«Дай ру-ку мне кра-сот-ка мы в за-мак с табой пай-дьом». Он это пропел великолепно — и смешно, потому что показал голосом, какой должен быть дурак певец, чтобы так пропеть. Что они все, во всем мире, и кто замечательный, и кто совсем бездарный, — одинаковые: бритые, здоровые мужики — ну, как кагэбэшники или там лакеи на запятках карет. «Тоска-позор — вот жалкий жрэ-эбий… мой!» Жуть? А ты попробуй написать оперу прямо на стихи Пушкина «Евгений Онегин», попробуй! Он сказал, что сколько раз ни запевал Дон Жуана, — ужас. Пробовал по-итальянски, не понимая слов, — ужас.
То есть Рубинштейну ничего понимать и не следовало, его дело было соединить Лермонтова с Моцартом. И тогда оказывается, что «миг свиданья, час разлуки» и есть теория относительности. Затягивает прекрасным баритоном: «Им в грядущем нет желанья, им прошедшего не жаль». Такое бывает — но в редчайших, в считаных случаях. Как у Лвраама в состоянии «тардима», когда Бог заключил с ним завет. Это по-еврейски. По-английски это dream, а по-русски дремота. Вот как кошка — которой ничего не надо, сидит-мурлычет. Или как, прошу прощения за неприличное слово,
Весь этот кошмар неотвязный прошлого, войны, потопы, кровища просто не приходит на ум, будущее — не интересно вот ни на столько. Живут исключительно в настоящем, миг — живут, миг — живут. Только этот миг и живут, и потому что живут, потому и этот миг существует. А единый язык, про который знал великий Иллич-Свитич, царство ему небесное, ну прасемитский, довавилонский — это язык поэзии. Да, да, просто поэзии, любой. Ахматовой, Данте, Лермонтова, дю Белле. Почему Мандельштам и написал, оттолкнувшись от Эйнштейна с его светом с косыми подошвами и молью нулей: «И за Лермонтова Михаила я отдам тебе строгий отчет: так горбатого учит могила и воздушная яма влечет».

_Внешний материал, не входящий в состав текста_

PR #2092, opened 2024-04-29
Native auth safe logging test

Yuki-YuXin:
### Comments and Changes Summary:

- Setup external logger and remove it for every test under `@Before ` and `@After`.
- Use Regex rules to filter the log message under `verify().log()`. There are two pools for the regex rules: `sensitivePIIMessages` - items should not exist in the log regardless of allowPII value; `permittedPIIMessages `- items should not exist in the log when `allowPII=false` but can exist when `allowPII=true`
- Use `@ParameterizedRobolectricTestRunner.Parameters` in order to test both `allow=false & allowPII=true` for `RunWith(ParameterizedRobolectricTestRunner::class) NativeAuthPublicClientApplicationKotlinTest(private val allowPII: Boolean)`
- `verifyLogDoesNotContain` checks `message ` and 'containsPII'.  `verifyLogDoesNotContain ` checks `message`.


msal/src/test/java/com/microsoft/identity/nativeauth/NativeAuthPublicClientApplicationKotlinTest.kt
```diff
@@ -2291,5 +2394,33 @@ class NativeAuthPublicClientApplicationKotlinTest : PublicClientApplicationAbstr
...
+
+        if (!allowPII) {
+            elementsToCheck.addAll(piiFalseToCheck)
+        }
+
+        elementsToCheck.forEach { element ->
+            verifyLogDoesNotContain("Command", element)
+        }
+
+        Logger.getInstance().setExternalLogger(null)
```
SammyO: Isn't this the same as what's been done in `cleanup()`?

msal/src/test/java/com/microsoft/identity/nativeauth/NativeAuthPublicClientApplicationKotlinTest.kt
```diff
@@ -2291,5 +2394,33 @@ class NativeAuthPublicClientApplicationKotlinTest : PublicClientApplicationAbstr
         val result = application.signUp(invalidUsername)
         assertTrue(result is SignUpError)
         assertTrue((result as SignUpError).isInvalidUsername())
+
+        checkSafeLogging()
+    }
+
+    private fun checkSafeLogging() {
+        val piiTrueToCheck = listOf(
+            "password:","password=",
```
SammyO: let's make this list longer.
- `"password"` (so without : and =)
- `'"password"'` (so looking for the password value that includes " in the string, for example when JSON is outputted it will contain ")
- the above 2 points also for code and username
- attributes is another PII field
- channel target label is another
- add check for access token, ID token and refresh token
- add snake_case as well as camelCase for multi-word values like continuation token.

msal/src/test/java/com/microsoft/identity/nativeauth/NativeAuthPublicClientApplicationKotlinTest.kt
```diff
@@ -2291,5 +2394,33 @@ class NativeAuthPublicClientApplicationKotlinTest : PublicClientApplicationAbstr
...
+        }
+
+        elementsToCheck.forEach { element ->
+            verifyLogDoesNotContain("Command", element)
+        }
+
+        Logger.getInstance().setExternalLogger(null)
+    }
+    private fun verifyLogDoesNotContain(tag: String, element: String) {
+        verify(externalLogger, never()).log(contains(tag), any(), contains(element), eq(true))
```
SammyO: I think containsPII should be `any()`. Without it, I believe Mockito is looking for something like:
-> assert that the callback is never called with values tag and <any string> and <value of element> and containsPII=true.
whereas what might be happening is that <value of element> is called, but PII=false. If that happens, it won't trigger this I think.

Furthermore, you're actually doing many tests in 1 statement here. While it's efficient from a coding perspective, it may not be logistically. if this test fails, it's hard to determine why, because so many things happen in the same statement.

Consider something like:
- attach a real logger callback interface (make it a Spy, so the method is actually called, but you can also play around with its behaviour the way you can with a Mock)
- within the callback, perform a number of assertions all on different fields and callback configurations, each in a separate statement.

SammyO: I believe we want to do 2 types of checks:
- some values should *never* be in the callback
- some values may be, but only if also containsPII=true (and if the log configuration has allowPII enabled)

msal/src/test/java/com/microsoft/identity/nativeauth/NativeAuthPublicClientApplicationKotlinTest.kt
```diff
@@ -2291,5 +2394,33 @@ class NativeAuthPublicClientApplicationKotlinTest : PublicClientApplicationAbstr
...
+        )
+
+        val elementsToCheck = piiTrueToCheck.toMutableList()
+
+        if (!allowPII) {
+            elementsToCheck.addAll(piiFalseToCheck)
+        }
+
+        elementsToCheck.forEach { element ->
+            verifyLogDoesNotContain("Command", element)
```
SammyO: Why do we only care about TAG=Command? I think we should make the tag matcher `any()`, as we don't care what the tag value is in this context.

msal/src/test/java/com/microsoft/identity/nativeauth/NativeAuthPublicClientApplicationKotlinTest.kt
```diff
@@ -2401,12 +2402,18 @@ class NativeAuthPublicClientApplicationKotlinTest : PublicClientApplicationAbstr
...
-            "password:","password=",
-            "code:","code=",
-            "continuationToken:","continuationToken="
+            "(?<![,\\[],\")\bpassword\\s*[:=]|\bpassword(?![,\\],\"])", // 'password:'  'password='  exclude ',password' 'password,' '[password' 'password]' '"password' 'password"'
+            "\bcode(?![:=])\b", // 'code' 'code:' 'code=' exclude 'codeLength' 'error_code',
+            "\battributes(?![:=])\b",
+            "(?i)access_token|\baccessToken(?![:=])\b", // access_token, accessToken
+            "(?i)refresh_token|\brefreshToken(?![:=])\b",
+            "(?i)id_token|\bidToken(?![:=])\b",
+            "(?i)client_secret|clientSecret",
```
SammyO: do we need client secret?

msal/src/test/java/com/microsoft/identity/nativeauth/NativeAuthPublicClientApplicationKotlinTest.kt
Yuki-YuXin: Yes. This is the legacy code. However, setExternalLogger(null) cannot be used as an alternative to new method of removeExternalLogger

msal/src/test/java/com/microsoft/identity/nativeauth/NativeAuthPublicClientApplicationKotlinTest.kt
Yuki-YuXin: Have updated the rules and scopes.

msal/src/test/java/com/microsoft/identity/nativeauth/NativeAuthPublicClientApplicationKotlinTest.kt
Yuki-YuXin: No, we currently don't. Removed.

msal/src/test/java/com/microsoft/identity/nativeauth/NativeAuthPublicClientApplicationKotlinTest.kt
SammyO: Why not?

msal/src/test/java/com/microsoft/identity/nativeauth/NativeAuthPublicClientApplicationKotlinTest.kt
```diff
@@ -2291,5 +2396,49 @@ class NativeAuthPublicClientApplicationKotlinTest : PublicClientApplicationAbstr
...
+        )
+
+        val elementsToCheck = piiTrueToCheck.toMutableList()
+
+        if (!allowPII) {
+            elementsToCheck.addAll(piiFalseToCheck)
+        }
+
+        elementsToCheck.forEach { regex ->
+            verifyLogDoesNotContain("""\S*(Command|Interactor)\S*""", regex)
```
SammyO: why not `any()`?

msal/src/test/java/com/microsoft/identity/nativeauth/NativeAuthPublicClientApplicationKotlinTest.kt
Yuki-YuXin: Modify from eq(true) to any(). However, the value of allowPII is defined variable of true status.

msal/src/test/java/com/microsoft/identity/nativeauth/NativeAuthPublicClientApplicationKotlinTest.kt
Yuki-YuXin: Narrowing down the tag contributes to easier regex definition. Modify from "Command|Indicator" to any()

msal/src/test/java/com/microsoft/identity/nativeauth/NativeAuthPublicClientApplicationKotlinTest.kt
Yuki-YuXin: Modify from regex to any()

msal/src/test/java/com/microsoft/identity/nativeauth/NativeAuthPublicClientApplicationKotlinTest.kt
Yuki-YuXin:
```
    public synchronized void setExternalLogger(final ILoggerCallback externalLogger) {
        if (externalLogger == null) {
            return;
        }
```
Because it doesn't look like that's the recommended method.

msal/src/test/java/com/microsoft/identity/nativeauth/NativeAuthPublicClientApplicationKotlinTest.kt
Yuki-YuXin: Updated according to the suggestions.

msal/src/test/java/com/microsoft/identity/nativeauth/NativeAuthPublicClientApplicationKotlinTest.kt
```diff
@@ -101,6 +107,46 @@ class NativeAuthPublicClientApplicationKotlinTest : PublicClientApplicationAbstr
...
+        ) {
+            if (containsPII) {
+                val elementsToCheck = allowPIITrueToCheck.toMutableList()
+                if (!allowPII) {
+                    elementsToCheck.addAll(allowPIIFalseToCheck)
+                }
+                elementsToCheck.forEach { regex ->
+                    if (RegexMatcher(regex).matches(message)) {
+                        failCalled = true
+                        fail("PII $regex found in log message: $message")
```
SammyO: This is a smart setup, but I'm 100% sure it's going to work. Some thoughts: 
- I see we can't rely on only `fail`, as this callback is executed on a thread that's different from the thread that the test is executed on. I see that's why you've introduced the `failCalled` check, that's smart.
- however, given the fact that `failCalled` is set to true on a different thread, I expect there might be race conditions where the test thread is looking for `spyLoggerCallback.failCalled` (to perform `assertFalse`), before the callback has finished and set the value to `true`. given that the default is `false`, that means the test "thinks" failCalled wasn't set. Whereas in reality it hasn't been set _yet_
- you can try this out by adding a delay to the logger callback (e.g. `Thread.sleep(5000)`). 
- this setup will cause flaky tests: sometimes they'll pass, sometimes they'll fail. They're not deterministic, due to the race condition.
- typically a good way to deal with these async processes in tests is through for example `CountDownLatch`. Take a look at `LoggerTest.java`. Another good way in general when dealing with callbacks vs. coroutines is `suspendCancellableCoroutine` (this might not work here, but is interesting for you to look into).

msal/src/test/java/com/microsoft/identity/nativeauth/NativeAuthPublicClientApplicationKotlinTest.kt
```diff
@@ -101,6 +107,46 @@ class NativeAuthPublicClientApplicationKotlinTest : PublicClientApplicationAbstr
     private val password = "verySafePassword".toCharArray()
     private val code = "1234"
     private val emptyString = ""
+    private val allowPII = true
```
SammyO: We will need tests for both `true` and `false`, right? I.e. in theory, every use case (test) should be performed with both PII enabled and disabled. Brute force way would be to duplicate every test (perhaps using a parameterised JUnit setup, e.g. see `CommandResultUtilTest`). Not ideal. Can we think of a smarter way to do this?

msal/src/test/java/com/microsoft/identity/nativeauth/NativeAuthPublicClientApplicationKotlinTest.kt
SammyO: Should (user) attributes be added?

msal/src/test/java/com/microsoft/identity/nativeauth/NativeAuthPublicClientApplicationKotlinTest.kt
```diff
@@ -101,6 +107,46 @@ class NativeAuthPublicClientApplicationKotlinTest : PublicClientApplicationAbstr
...
+                elementsToCheck.forEach { regex ->
+                    if (RegexMatcher(regex).matches(message)) {
+                        failCalled = true
+                        fail("PII $regex found in log message: $message")
+                    }
+                }
+            }
+        }
+    }
+    private val spyLoggerCallback = spy(loggerCallback)
```
SammyO: it's actually not necessary to make this a `spy` I think.

msal/src/test/java/com/microsoft/identity/nativeauth/NativeAuthPublicClientApplicationKotlinTest.kt
Yuki-YuXin: Thanks a million for this valuable guidance. Have added CountDownLatch into the loggercallback. But I just make changes for scenario 1 for reviewing first.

Но в Библии, конечно, это неизмеримо могущественнее то есть вообще неизмеримо. Потому что она тем для тебя могущественнее, чем ты с ней дольше. Как греческий мальчик, который выбирал ягненка в стаде и взваливал себе на плечи. И пока превращался в юношу, тот превращался в барана. И чем крепче делались мышцы, тем крепче мозг — на уровне центров инстинктивно-интуитивных, я имею в виду. Ну, в этих самых центрах телесности. Он не штангу, не железа груду тупую носит, а живую плоть. Переваливающуюся, дергающуюся, блеющую. И становится сильнее — и становится умнее. А если так с бараном, то ты понимаешь, насколько неизмеримо мощнее с Библией, — понимаешь?!
Вот что я хочу говорить, что вспоминать, про что думать, а не про Б.Б. ползучего, если уж вы хотите всю правду обо мне знать. Я стою на контроле в метро, вереница людей проталкивается мимо меня, каждый сует мне под нос бумажку, почему он имеет право так проходить. Я не только в бумажку ни разу не посмотрел, я в лицо редко когда заглядываю. Я смотрю на кишение. Лица взволнованные, рты оскаленные, а кишение мирное, перистальтика медленная-медленная. Я смотрю на шапки: один, войдя, снял, другой, наоборот, надел, за ним тоже напялил, опять нахлобучил, следующий сдернул, сдернул, стащил с черепа — и под мышку, снял, надел. Эпилепсия шапок, эпидемия шап-комаханья, шапкопорханья. Или шарфы. Размотал, замотал, затянул, как удавку, разодрал, будто душит. Потому что предыдущий что-то сделал. А выбор-то невелик: он так, и я так; он так, а я наоборот. Каждый хочет быть как другой или не как другой, а это одно и то же. Потому что главное — никто не хочет быть собой, не знает как, не хочет знать. Не хочет знать, кто он, именно он. Это в толпе, в человечестве. А дома — как часть человечества — с той же силой, с какой не хочет этого знать, он хочет быть как вон тот — чемпион мира, звезда экрана, нобелевский лауреат. Чем не Б. Б. — с той разницей, что бедняга Б.Б. и хотел бы быть собой, да не мог.